Each record must be printed again exactly as given.
════
PR #838, opened 2019-03-27
MSPSDS-997: Make assignee and description migration not update timestamps

kicferk1:
So that the cases don't get 'updated_at' changed to 'the last time we deployed'


broder:
This is covered by #847.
════
• **RESULT OF THE TASK**
PR #838, opened 2019-03-27
MSPSDS-997: Make assignee and description migration not update timestamps

kicferk1:
So that the cases don't get 'updated_at' changed to 'the last time we deployed'


broder:
This is covered by #847.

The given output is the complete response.